There is an old folk tale about a Cherokee grandfather who tells his grandson, “My son, there is a battle between two wolves inside us all. One is Evil. It is anger, jealousy, resentment. The other is Good. It is joy, peace, and love.” The boy said, “Grandfather, which wolf wins?” The old man replied, “The one you feed.”
As we talk about stress this week, I wanted to discuss anger. Anger causes a lot of stress in our lives. When we are angry, we lash out, say things we regret, and behave impulsively. Although it is normal to feel angry, how we manage and handle our anger is particularly important. When we hold in our anger, bottle it up, it will come out in unexpected and sometimes harmful ways! I love this clip from “Seinfeld”. Frank Costanza is advised to say “Serenity Now” every time his blood pressure starts to rise. Kramer tries to apply the concept in his own life. Here you will see the results:
So, obviously, stuffing our anger doesn’t work. But, letting our anger express itself isn’t always helpful either! Here are four ways we can manage our anger, instead of feeding it:
1. Take a break! I call it time-out, but whatever you name it, it is the same. This literally means going away for a few minutes and taking time to calm down. When we are angry, we are like an open sore. Whoever and whatever touches it is going to get a response, and not always a reasonable one! When we take a break to cool down and calm down, we allow ourselves time to reevaluate and respond more effectively.
I remember when I was in college, I had a roommate that would take time-outs when she was angry, but her time-outs consisted of sitting in her car listening to heavy-metal, angry music. She never came back happy. She was feeding the wolf of anger. I always tried to be securely shut in my room when that happened… When you take a time out, be sure that you are doing things that will calm you and help you let go, not things that will only exacerbate the anger.
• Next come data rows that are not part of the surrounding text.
Issue #5109, opened 2023-03-28
Add hover cards for user mentions


tommoor:
Similar to what we have for document links, @mentions should show a hover card with more details. This may require some refactoring of the existing hover code to allow reuse.

PR #5571, opened 2023-07-17
Preview mentions

apoorv-mishra:
Towards #5109

- [x] `urls.unfurl` endpoint with tests
- [x] Refactor `HoverPreview` to consume `urls.unfurl` response and preview both documents and mentions

Fixes:
- [x] Switching hovers to adjacent elements shows same preview despite elements being different
- [x] Fix warning: Failed prop type: The prop `to` is marked as required in `Link`, but its value is `undefined`.
- [x] Hovering just over the bottom edge of document link or mention, results in infinite close-open-close preview cycle

https://github.com/outline/outline/assets/15694566/cd35aa74-7006-4c0f-bbd0-a8490cdc1f4b


app/components/HoverPreview.tsx
```diff
@@ -94,27 +118,65 @@ function HoverPreviewInternal({ element, id, onClose }: Props) {
...
-            }
-          </HoverPreviewDocument>
+          {isVisible ? (
+            <Animate>
+              <Card>
+                <Margin />
+                <CardContent>
+                  {data.type === "mention" ? (
+                    <Content to="">
+                      <Flex gap={12}>
```
tommoor, line 138: Can we split these into individual components? Otherwise the `React.Suspense` will be hit immediately, and better for the near future of supporting more than 2 types here.

app/components/HoverPreview.tsx
```diff
@@ -94,27 +118,65 @@ function HoverPreviewInternal({ element, id, onClose }: Props) {
     : anchorBounds.left;
   const leftOffset = anchorBounds.left - left;
 
-  return (
+  return !data || loading ? (
+    <LoadingIndicator />
```
tommoor, line 122: Nice

server/routes/api/urls/urls.ts
```diff
@@ -0,0 +1,165 @@
...
+      }
+      authorize(user, "read", mentionedUser);
+      authorize(user, "read", document);
+
+      const lastView = head(orderBy(document.views, ["updatedAt"], ["desc"]));
+      const lastViewedAt = lastView ? lastView.updatedAt : undefined;
+      const lastActiveAt = mentionedUser.lastActiveAt;
+      let description;
+      if (lastViewedAt && differenceInMinutes(new Date(), lastViewedAt) < 5) {
+        description = t("Currently viewing", { ...opts(user) });
```
tommoor, line 55: I don't think this is accurate unfortunately and will likely conflict with the avatars in the header, maybe we can just say "Viewed just now" or something like that.

server/routes/api/urls/urls.ts
```diff
@@ -0,0 +1,165 @@
...
+      } else if (
+        lastActiveAt &&
+        differenceInMinutes(new Date(), lastActiveAt) < 5
+      ) {
+        description = lastViewedAt
+          ? t("Online now • Viewed {{ lastViewedAt }}", {
```
tommoor, line 61: Please split all these translations into two strings so that the • is not included and "Online now" doesn't need to be translated multiple times

server/routes/api/urls/urls.ts
```diff
@@ -0,0 +1,165 @@
...
+  auth(),
+  validate(T.UrlsUnfurlSchema),
+  transaction(),
+  async (ctx: APIContext<T.UrlsUnfurlReq>) => {
+    const { url, documentId } = ctx.input.body;
+    const { user } = ctx.state.auth;
+    const { transaction } = ctx.state;
+    const urlObj = new URL(url);
+    const locale = dateLocale(user.language);
+    if (urlObj.protocol === "mention:") {
```
tommoor, line 31: It would be nice to create an `UnfurlHelper` and move this logic out of the controller, they shouldn't be so large.

`UnfurlHelper.parse(url)`

Individual private methods for:

`UnfurlHelper.document(url)`

`UnfurlHelper.mention(url)`

apoorv-mishra: I don't quite get this. Is `UnfurlHelper.parse(url)` just a wrapper around protocol check plus `parseMentionUrl()/parseDocumentSlug()` or is it supposed to wrap the `findByPk` calls as well?

tommoor: This is okay for now – now that the presenter logic is separate it's small enough 👍

tommoor (approved):

app/components/HoverPreview/HoverPreview.tsx
```diff
@@ -143,7 +141,7 @@ function HoverPreviewInternal({ element, id, onClose }: Props) {
                     />
                   ) : data.type === UnfurlType.Document ? (
                     <HoverPreviewDocument
-                      id={id}
+                      id={data.meta.id}
```
apoorv-mishra, line 144: Summary didn't change while hovering among adjacent elements. This change fixed the problem, but I hope it's the correct way to fix this problem :crossed_fingers: 

https://github.com/outline/outline/assets/15694566/f95f8130-b794-4322-be9d-cb81f98a4c59

cc: @tommoor

app/components/HoverPreview/HoverPreview.tsx
```diff
@@ -111,7 +111,7 @@ function HoverPreviewInternal({ element, onClose }: Props) {
     : anchorBounds.left;
   const leftOffset = anchorBounds.left - left;
 
-  if (!data && loading) {
+  if (loading) {
```
apoorv-mishra, line 114: Switching among adjacent elements flashes previously rendered card just before rendering the correct one. Preventing that here.

https://github.com/outline/outline/assets/15694566/4033d563-ab94-4e51-8e6a-6a888c8fcc57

2. Distract yourself. Ever hear someone say: “Count to ten”, or “Take a cold shower”? These are ways of distracting yourself from the anger. When we feel anger, our body responds with adrenaline. When we take a minute or two to distract our brain, this will allow our body to calm down, and we give our body a chance to recoup from the adrenaline response.
Here are a few examples of using distraction to calm down: Get a drink of water. Eat a small snack. Count to 25. Take deep breaths. Think about something else. Read a book. Watch a short tv show. Although these things will not solve the problem, they may help you calm your body down enough that you are able to think clearly again. Once your body is calmer, your ability to reason and concentrate will improve, and then you can evaluate what truly made you angry. This will give you greater abilities to find solutions.
3. Control your thoughts. When we are angry, we have “verbal wildfire” rushing around in our heads. We have a million things to say, but not all of them are reasonable (or repeatable). After you have taken a time out and allowed your body to calm down, look at your internal dialogue and listen to the tone associated with those thoughts. When we are angry or frustrated, we say things to ourselves that add fuel to the fire: “Don’t they care about me and what I think and feel?!?” “How could she be so stupid?!” These thoughts are literally “feeding the angry wolf”, and are not likely to help you manage things calmly or effectively.
Challenge those thoughts and your tone. Change your internal dialogue to something like this: “I felt really hurt.” or “I was overwhelmed and busy and didn’t intend to create such a problem.” These will be more effective in helping you see the real issue. They will help stop the angry wildfire and the damage caused by it. When you challenge the negativity associated with anger, you will be able to look more clearly towards solutions and resolutions.
4. It is sometimes more important to be together than to be right. I cannot tell you how many relationships I have seen hurt and even demolished because someone was so intent on being “right” that they forgot about the feelings and humanity of the relationship. We are human. We are imperfect. We get things wrong. And, even if we are right, sometimes it is more important to be together.
It is essential to learn how to compromise in a relationship. It is essential to learn when enough is enough, and it is time to simply “let it go”. Now, this is not brushing it under the rug. When we do that, we will only trip over it in the future. Letting go and compromising is a form of forgiveness and empathy that will only strengthen your relationship and make the other party more willing and able to listen to your side as well.
Working on anger is difficult, and yet essential if we want to improve the relationships around us. It is much more effective to stop an angry word, than to try to repair what has been said that cannot be taken back. Remember, words leave wounds as well, they just cannot be seen.
I hope these tools are useful in helping manage anger appropriately. Which wolf are you feeding?